> _Data supplied_
PR #3802, opened 2020-11-23
feat(v2): add baseUrlIssueBanner configuration to disable banner

slorber:
## Motivation

Better naming refactor + add option to disable the baseUrl help banner.

This banner is not compatible with users with strict CSP policies (https://github.com/facebook/docusaurus/issues/3584#issuecomment-732234967)


website/docusaurus.config.js
```diff
@@ -47,6 +47,7 @@ module.exports = {
   organizationName: 'facebook',
   projectName: 'docusaurus',
   baseUrl,
+  baseUrlIssueBanner: true,
```
lex111, line 50: Why specify this if it is the default value?

packages/docusaurus/src/client/baseUrlIssueBanner/styles.module.css
```diff
@@ -0,0 +1,3 @@
+.baseUrlIssueBanner {
```
lex111, line 1: Hmm, the header copyright check in CSS files apparently does not work?

packages/docusaurus/src/client/baseUrlIssueBanner/BaseUrlIssueBanner.tsx
```diff
@@ -0,0 +1,98 @@
...
+  if (!shouldRender) {
+    return null;
+  }
+
+  const BaseUrlIssueBannerContainerId = 'base-url-issue-banner-container';
+
+  return (
+    <>
+      <Head>
+        <script type="text/javascript">
```
lex111, line 41: > type="text/javascript"

This is actually the default attribute and so can be safely removed.

lex111 (approved):
LGTM, some nits below.

website/docusaurus.config.js
slorber: I just find it convenient sometimes to have the full list of options already in the config to play with, so that I don't have to look up in the doc ;)

packages/docusaurus/src/client/baseUrlIssueBanner/styles.module.css
slorber: does not look like, but just added it

lex111 (approved):

lex111:
@slorber thanks!

packages/docusaurus/src/client/baseUrlIssueBanner/styles.module.css
```diff
@@ -0,0 +1,10 @@
+/**
+ * Copyright (c) Facebook, Inc. and its affiliates.
+ *
+ * This source code is licensed under the MIT license found in the
+ * LICENSE file in the root directory of this source tree.
+ */
+
+.baseUrlIssueBanner {
+  display: none;
```
aleccool213, line 9: Curious as to why this was hidden from view? Getting this error and it never showed which caused me to come here :/

slorber:
This is hidden on purpose because if the css can load it means baseurl is
correctly configured.

It's not clear to me what error you have exactly

Le mer. 23 déc. 2020 à 17:17, Alec Brunelle <notifications@github.com> a
écrit :

Issue #3799, opened 2020-11-22
[v2] Can't scaffold new website


pgruetter:
## 🐛 Bug Report

I can't scaffold a new website as described [in the docs](https://v2.docusaurus.io/docs/installation#scaffold-project-website).

### Have you read the [Contributing Guidelines on issues](https://github.com/facebook/docusaurus/blob/master/CONTRIBUTING.md#reporting-new-issues)?

Yes.

## To Reproduce

1. Execute `npx @docusaurus/init init my-website classic` on Ubuntu

## Expected behavior

A basic website is setup called my-website with the classic template.

## Actual Behavior

I get an error:
`Too many arguments.`

If I omit the name and template, I would expect it to ask for it (as described in the docs), but get the following error instead:
`Expected single character argument.`

## Your Environment

- Ubuntu 20.10
- npm : 6.14.8
- npx: 10.2.2
- yarn: 1.22.5

slorber:
Hi,

Can you tell me the output of `npx @docusaurus/init --version` ?

pgruetter:
> Can you tell me the output of `npx @docusaurus/init --version` ?

```
$ npx @docusaurus/init --version
init: unrecognized option '--version'
```

> Can you give more details about the output? (maybe a screenshot of your terminal)
> When does it fail in this scaffold process? Do you have a stacktrace or something?

There really isn't much else to show here. I don't have any stacktrace or error message apart from the ones pasted here. 

> Have you tried a more recent node version? See requirements here: https://v2.docusaurus.io/docs/installation/#requirements
No, I did not until now! I totally mixed up the numbers and thought I'm on a later version. I just followed [this answer](https://askubuntu.com/a/480642/153219) on StackOverflow to update to the latest version (not stable!). Now I'm on node v15.2.1 and the command runs successfully.

Sorry about that and thanks for pointing it out :+1:

slorber:
thanks for reporting @pgruetter , as we have the problem even for Node 10/12 we still need to figure this out.

Looks like `@latest` solves the problem for older node versions: `npx @docusaurus/init@latest init my-website classic`

slorber:
will be fixed by https://github.com/facebook/docusaurus/pull/3803

PR #3803, opened 2020-11-23
docs(v2): fix docusaurus init issue when not using @latest

slorber:
## Motivation

`npx @docusaurus/init` seems to fail on some older Node versions, as npx tries to run a local `init` binary (the part after the /).

See also the output of `npx @docusaurus/echo test` on holder node here:

image

As we  don't  plan to require newer node versions, we now document to use `npx @docusaurus/init@latest` instead, as it seems to work fine even in older node versions.

Note: previously we installed with the `@next` tag (which we removed), so now we are just changing the dist tag from next to latest.

Related to https://github.com/facebook/docusaurus/issues/3799


lex111 (approved):
:+1:

lex111:
@slorber thanks!

lex111:
@slorber thanks!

> _What is being asked_
Your answer should be one number, the count of lines in the records that contain the string "even".

> _Exercise output_
2